The stock chart pattern of Dhanalakshmi Bank had been consolidating sideways for 6 months within a rectangular band between 123 and 155 back in Apr ‘10, after making a bearish double-top at 178. The target of the double-top was met when the stock price fell to 130. By falling to 123, the stock retraced 39% of its spectacular rally from the low of 37 in Mar ‘09 to the high of 178.
The retracement was less than the Fibonacci level of 50%. The stock also found support from the rising 200 day EMA during the sideways consolidation. That led me to conclude that the bull market was intact, and the likely break out from the rectangular consolidation would be upwards. I had advised investors to buy only on a high-volume break out above 155.
Time to take another look at the bar chart pattern of Dhanalakshmi Bank. It is a text-book example of different technical chart patterns – consolidation, break out, divergence, support/resistance levels.
The sideways consolidation continued till early Jun ‘10 – the stock using support from the rising 50 day EMA, and testing the 155 level a few times. The inevitable happened on Jun 4 ‘10 – the stock broke above 155 on a volume spike, pulled back, consolidated sideways for a few days, and rose above its previous top of 178 on another volume spike on Jun 22 ‘10.
For the next 4 months, the stock made a series of higher tops and higher bottoms till it reached a new high of 212.50 on Oct 28 ‘10. Unfortunately for the bulls, it formed a bearish ‘reversal day’ pattern (higher top, lower close). Note that the MACD, ROC and RSI reached lower tops and the slow stochastic made a flat top while the stock touched a new high (marked by blue arrows).
The combined negative divergences hinted at a correction, which took the stock below its 200 day EMA to the 155 level in Nov ‘10. The pullback found resistance from the 200 day EMA, and the stock dropped like a stone to the 123 level in Dec ‘10. It is quite interesting how long-term support-resistance levels come into play in stock charts.
The ‘death cross’ (marked by blue oval) on Dec 16 ‘10 confirmed the bear market. On Jan 7 ‘11, the stock price broke below the support level of 123 and dropped to a low of 94 on Jan 31 ‘11. The correction from the peak of 212.50 was a huge 56% – and, in 3 months, retraced more than 67% of the entire bull rally of 20 months from 37 to 212.50. If the 94 level, which is another long-term support/resistance level, is broken the stock can drop to 74 or even lower.
The technical indicators have been making higher tops and bottoms of late. The MACD is above its signal line, but is still in negative territory.
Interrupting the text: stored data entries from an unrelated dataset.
PR #640, opened 2015-10-08
Allow hyphens in program name

dpino:
* Function programname didn't replace '-' for '_'
* Restricted regular expression that get rids of version numbers in
program and module names.
* Added selftest.

### DIFF
--- a/src/core/main.lua
+++ b/src/core/main.lua
@@ -33,19 +33,20 @@ function main ()
    zone("startup")
    require "lib.lua.strict"
    initialize()
-   local program
    local args = parse_command_line()
    if programname(args[1]) == 'snabb' then
-      -- Print usage when no arguments or -h/--help
-      if #args == 1 or args[2] == '-h' or args[2] == '--help' then
-         usage()
-         os.exit(1)
-      else
-         -- Strip 'snabb' and use next argument as program name
-         table.remove(args, 1)
+      -- Print usage with exit status 0 if help requested
+      if args[2] == '-h' or args[2] == '--help' then
+         usage(0)
       end
+      -- Print usage with exit status 1 if no arguments supplied
+      if #args == 1 then
+         usage(1)
+      end
+      -- Strip 'snabb' and use next argument as program name
+      table.remove(args, 1)
    end
-   program = table.remove(args, 1)
+   local program = table.remove(args, 1)
    if not lib.have_module(modulename(program)) then
       print("unsupported program: "..programname(program):gsub("_", "-"))
       print()
@@ -57,7 +58,7 @@ function main ()
    end
 end
 
-function usage ()
+function usage (status)
    print("Usage: "..ffi.string(C.argv[0]).." <program> ...")
    local programs = require("programs_inc"):gsub("%S+", "  %1")
    print()
@@ -68,6 +69,7 @@ function usage ()
    print()
    print("If you rename (or copy or symlink) this executable with one of")
    print("the names above then that program will be chosen automatically.")
+   os.exit(statis)
 end
 
 function programname (program)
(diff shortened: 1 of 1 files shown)


eugeneia:
Possibly related: https://github.com/SnabbCo/snabbswitch/pull/439#issuecomment-100935622

dpino:
The patch admits program names to have hyphens, but directories still need to be named with underscore.

eugeneia:
Should we also allow hyphens in directory names? Was there a specific reason not to allow them? I feel like it would be useful to formulate the current naming restrictions and document them somewhere.

dpino:
I tested the code again. After the PR, directory names can either have a hyphen or an underscore. It works in both cases, but only one of them can be allowed (in other words, snabb-nfv and snabb_nfv cannot coexist, it triggers a compilation error).

As for me, I think both allowed. However, as a style guide rule I would prefer to favour hyphens to separate compound names over underscores.

With regard to hyphens in module names, I found this information but I think this is old Lua behaviour:

_ "Moreover, if the module name has a hyphen, its prefix up to (and including) the first hyphen is removed. For instance, if the module name is a.v1-b.c, the function name will be luaopen_b_c."_

http://lua-users.org/lists/lua-l/2009-07/msg00074.html

SnS creates modules returning tables, which is the recommended way of creating modules since Lua 5.2, instead of given modules a name using the `module` function.

lukego:
Great to revisit the topic of naming!

Couple of ideas:

Do we want to allow versions like `1.0-alpha2`? The regex in this PR would disallow the alphabetic characters and the hyphen. Could be worth considering something more accepting like `-[0-9].*`?

Does our current method of program invocation making naming awkward and could we fix that? Suppose you are deciding whether to call your program `foo` or `snabb-foo`. On the one hand `snabb foo` is a neat invocation but `foo` may clash with something else on your computer. On the other hand `snabb snabb-foo` is a bit too wordy while `snabb-foo` is pretty okay. Could it be worth adding logic so that if `argv[0]` is `snabb-foo` then we treat the program name as `foo`? That way every program could be neatly invoked either via the `snabb` name or via a dedicated name.

Thinking of this last point in terms of our existing programs I would be happy to install packetblaster as `/usr/bin/packetblaster` but I would prefer to install the gc cleanup program as `/usr/bin/snabb-gc` than simply `/usr/bin/gc`.

I am not sure if this makes things too complicated and creates too many choices though. The requirements are not completely straight in my head. One aspect that I think is really important is that each snabb program should be able to be distributed independently i.e. no requirement that your `snabbnfv` and `packetblaster` and other programs are built from the same source.

dpino:
I like the proposed changes. I also find it redundant to have a program called snabb-XXX and have to type snabb two times in case of running it as a parameter of the snabb binary. Summarizing the proposed changes:

* Allow alphanumerics and '-' in version names.
* If argv[0] has a "snabb-" prefix, remove it a treat the rest of the string as the program name. After that rely on the mechanism for executing programs.

dpino:
Updated PR. This is how program name is selected now:

* snabb foo => foo
* snabb-foo => foo
* snabb snabb-foo => foo

What is still not addressed yet is the question concerning hyphens being converted to underscores. That code is still in the `programname` function and it is necessary so programs such as `example_replay` and `example_spray` can work. If we agreed on using hyphens instead of underscores in program names, I can rename the dirs in a different PR. I don't see any technical limitation why it wouldn't be possible but I'm aware of Max's https://github.com/SnabbCo/snabbswitch/pull/439#issuecomment-100935622

lukego:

The ROC is below its 10 day MA and just inside the negative zone. The RSI touched its overbought zone, and dropped back but is above the 50% level. The slow stochastic briefly entered the overbought zone, but has dropped below the 50% level.
The bulls are attempting a revival. But things are not looking very bright. Even if resistance from the falling 50 day EMA can be overcome, the consolidation zone between 123 and 155 is likely to provide formidable resistance. The new management tried to expand too fast and finances and performance have been stretched.
The stock chart shows why investing in small-cap stocks is so risky, and why it is always a good idea to maintain a trailing stop-loss to protect profits. Ability to read technical signals provide adequate opportunities for entry and exit.
Bottomline? The stock chart pattern of Dhanalakshmi Bank is in the firm grip of bears. If you are still holding, sell on the next rise. This is not the time to be contrarian. Enter only after studying Q4 results. Yes Bank remains my preferred choice in the small-cap private bank space.